Bij tolkopdrachten die langer dan één dagdeel duren wordt bij voorkeur (voor de gehele tolkdienst) een tweede tolk opgeroepen.
- 4.3.5.
Het openbaar ministerie draagt er zorg voor dat de tolk voorafgaand aan de tolkwerkzaamheden voldoende wordt geïnformeerd.
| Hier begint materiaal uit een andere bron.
PR #1782, opened 2026-01-07
Simplify storage of array values in `FCesiumMetadataValue`

j9liu:
## Description

This PR is broken out of #1778 to improve the diff for review.

Previously, `FCesiumMetadataValue` defined a huge `swl::variant` that included array and non-array property types. This PR simplifies that, allowing a `FCesiumPropertyArray` to be stored directly by `FCesiumMetadataValue` to avoid duplication.

Since `FCesiumPropertyArray` isn't trivially copyable or destroyable (at least when building for Android), it's stored in an optional separate from that large variant definition. However, since the variant will be in `swl::monostate`, all the conversion functions should fall back to the default value as expected. The tests are all passing, so I don't seem to have introduced any unexpected behavior :D

## Author checklist

- ~[ ] I have updated `CHANGES.md` with a short summary of my change (for user-facing changes).~
- ~[] I have added or updated unit tests to ensure consistent code coverage as necessary.~

### DIFF
--- a/Source/CesiumRuntime/Private/CesiumMetadataValue.cpp
+++ b/Source/CesiumRuntime/Private/CesiumMetadataValue.cpp
@@ -19,12 +19,10 @@ FCesiumMetadataValue&
 FCesiumMetadataValue::operator=(FCesiumMetadataValue&& rhs) = default;
 
 FCesiumMetadataValue::FCesiumMetadataValue(const FCesiumMetadataValue& rhs)
-    : _value(),
+    : _value(rhs._value),
       _arrayValue(rhs._arrayValue),
       _valueType(rhs._valueType),
-      _pEnumDefinition(rhs._pEnumDefinition) {
-  swl::visit([this](const auto& value) { this->_value = value; }, rhs._value);
-}
+      _pEnumDefinition(rhs._pEnumDefinition) {}
 
 FCesiumMetadataValue&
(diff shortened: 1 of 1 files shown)


Source/CesiumRuntime/Private/CesiumMetadataValue.cpp
```diff
@@ -14,22 +20,10 @@ FCesiumMetadataValue::operator=(FCesiumMetadataValue&& rhs) = default;
...
-            this->_value = decltype(value)(this->_storage);
-          } else {
-            this->_value = value;
-          }
-        } else {
-          this->_value = value;
-        }
-      },
-      rhs._value);
+  swl::visit([this](const auto& value) { this->_value = value; }, rhs._value);
```
kring: I don't think this visit is needed anymore, because it only existed previously in order to make sure the array storage was copied. Just copy `_value` in the member initializer list like the other properties.

j9liu: Right! For some reason I thought it was needed because Intellisense gives this fun error:

image

But it seems to build anyways, so I guess that was a false alarm :shrug:

j9liu:
@kring This is ready for another look!

kring:
Thanks @j9liu!

PR #1785, opened 2026-01-09
Defer `DestroyTileset` to the next `Tick` when `RefreshTileset` is called

### LINKED ISSUE #1784: `Cesium3DTileset` can accidentally delete its `Tileset` mid-tick
### What happened?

De tolk ontvangt hiertoe ten minste een afschrift van de tenlastelegging.
- 4.3.6.
Procesdeelnemers dragen er zorg voor dat schriftelijke stukken die zij integraal gaan voordragen (zoals een pleitnota, schriftelijk requisitoir of schriftelijke slachtofferverklaring) eveneens en voorafgaand aan de voordracht, ter beschikking worden gesteld aan de tolk.
- 4.3.7.
De tolk volgt de strafzaak, hetgeen betekent dat bij aanhouding van de strafzaak bij voorkeur dezelfde tolk wordt opgeroepen of aangezegd aanwezig te zijn bij de voortzetting van de behandeling.
Voetnoten
Dit geldt ook voor een vroegconsult door een gedragskundige van het NIFP of door een medewerker van de reclassering, indien de verdachte de Nederlandse taal niet of onvoldoende beheerst.